=== Problem to work on ===
Your response should consist of the records, reproduced exactly.

╭─ Provided data

PR #2540, opened 2023-07-23
Support SysMLDiagram type and diagram type specific header formatting

marek-piirikivi:
* Adds SysMLDiagram which extends regular Diagram
* Adds diagram type specific header formatting
* All SysML diagrams created under SysML profile (modeling language) will be created as SysMLDiagram and treated as such throughout the model.

### PR Checklist

### PR Type

- [ ] Bug fix
- [x] Feature

Issue Number: #2444

- [ ] Yes
- [x] No

### Other information

As a follow-up, it may be good to also have "refactor" option for regular diagrams which should be SysML diagrams.

This change and the ability to differentiate SysML diagrams opens up a large possibility to address SysML specific constraints and defaults more gracefully.

### DIFF
--- a/gaphor/SysML/diagramlabel.py
+++ b/gaphor/SysML/diagramlabel.py
@@ -1,0 +1,33 @@
+from gaphor.diagram.diagramlabel import diagram_label
+from gaphor.SysML.sysml import SysMLDiagram, Block, ConstraintBlock, Requirement
+from gaphor.UML.uml import Activity, Package, Interaction, Profile, StateMachine
+
+
+@diagram_label.register(SysMLDiagram)
+def sysml_diagram_label(diagram):
+    def element_type(el):
+        if isinstance(el, Activity):
+            return "activity"
+        if isinstance(el, ConstraintBlock):
+            return "constraint block"
+        if isinstance(el, Block):
+            return "block"
+        if isinstance(el, Interaction):
+            return "interaction"
+        if isinstance(el, Profile):
+            return "profile"
+        if isinstance(el, Package):
+            return "package"
+        if isinstance(el, Requirement):
+            return "requirement"
+        if isinstance(el, StateMachine):
+            return "state machine"
+        return ""
+
+    if diagram.element:
+        return (
+            f"[{element_type(diagram.element)}] {diagram.element.name} [{diagram.name}]"
+        )
+    else:
+        # TODO: SysML specification does not allow parentless elements, but since it is not constrained (yet), it may happen.
+        return diagram.name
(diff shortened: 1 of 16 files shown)


gaphor/diagram/headerlabel.py
```diff
@@ -0,0 +1,8 @@
+from functools import singledispatch
+
+
+def get_diagram_name(diagram):
+    return diagram.name
+
+
+get_header_label = singledispatch(get_diagram_name)
```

╰─

=== Task output ===
PR #2540, opened 2023-07-23
Support SysMLDiagram type and diagram type specific header formatting

marek-piirikivi:
* Adds SysMLDiagram which extends regular Diagram
* Adds diagram type specific header formatting
* All SysML diagrams created under SysML profile (modeling language) will be created as SysMLDiagram and treated as such throughout the model.

### PR Checklist

### PR Type

- [ ] Bug fix
- [x] Feature

Issue Number: #2444

- [ ] Yes
- [x] No

### Other information

As a follow-up, it may be good to also have "refactor" option for regular diagrams which should be SysML diagrams.

This change and the ability to differentiate SysML diagrams opens up a large possibility to address SysML specific constraints and defaults more gracefully.

### DIFF
--- a/gaphor/SysML/diagramlabel.py
+++ b/gaphor/SysML/diagramlabel.py
@@ -1,0 +1,33 @@
+from gaphor.diagram.diagramlabel import diagram_label
+from gaphor.SysML.sysml import SysMLDiagram, Block, ConstraintBlock, Requirement
+from gaphor.UML.uml import Activity, Package, Interaction, Profile, StateMachine
+
+
+@diagram_label.register(SysMLDiagram)
+def sysml_diagram_label(diagram):
+    def element_type(el):
+        if isinstance(el, Activity):
+            return "activity"
+        if isinstance(el, ConstraintBlock):
+            return "constraint block"
+        if isinstance(el, Block):
+            return "block"
+        if isinstance(el, Interaction):
+            return "interaction"
+        if isinstance(el, Profile):
+            return "profile"
+        if isinstance(el, Package):
+            return "package"
+        if isinstance(el, Requirement):
+            return "requirement"
+        if isinstance(el, StateMachine):
+            return "state machine"
+        return ""
+
+    if diagram.element:
+        return (
+            f"[{element_type(diagram.element)}] {diagram.element.name} [{diagram.name}]"
+        )
+    else:
+        # TODO: SysML specification does not allow parentless elements, but since it is not constrained (yet), it may happen.
+        return diagram.name
(diff shortened: 1 of 16 files shown)


gaphor/diagram/headerlabel.py
```diff
@@ -0,0 +1,8 @@
+from functools import singledispatch
+
+
+def get_diagram_name(diagram):
+    return diagram.name
+
+
+get_header_label = singledispatch(get_diagram_name)
```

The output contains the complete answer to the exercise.